» **Your goal**
Scan the lines below for the string "cbuf" and copy every one that has it.

____

PR #1273, opened 2016-11-29
Have android LOG function use __android_log_vprint

loganmc10:
This changes the Android LOG function from a Macro in Log.h to integrating it into Log.cpp

It also changes it from using ```__android_log_print``` to using ```__android_log_vprint```, since that is how the log messages are formatted.

### DIFF
--- a/src/Log.cpp
+++ b/src/Log.cpp
@@ -1,5 +1,3 @@
-#ifndef ANDROID
-
 #include <stdarg.h>
 #include <stdio.h>
 #include "Log.h"
@@ -21,7 +19,7 @@ void LOG(u16 type, const char * format, ...) {
 	char cbuf[bufSize];
 	wcstombs(cbuf, logPath, bufSize);
 	FILE *dumpFile = fopen(cbuf, "a+");
-#endif
+#endif //OS_WINDOWS
 
 	if (dumpFile == nullptr)
 		return;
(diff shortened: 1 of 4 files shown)


gonetz:
The code is unreadable now.
Please move all android code to Log_android.cpp and include it in mupen64plus-video-gliden64.mk

loganmc10:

____

» **Result below**
 	char cbuf[bufSize];
 	wcstombs(cbuf, logPath, bufSize);
 	FILE *dumpFile = fopen(cbuf, "a+");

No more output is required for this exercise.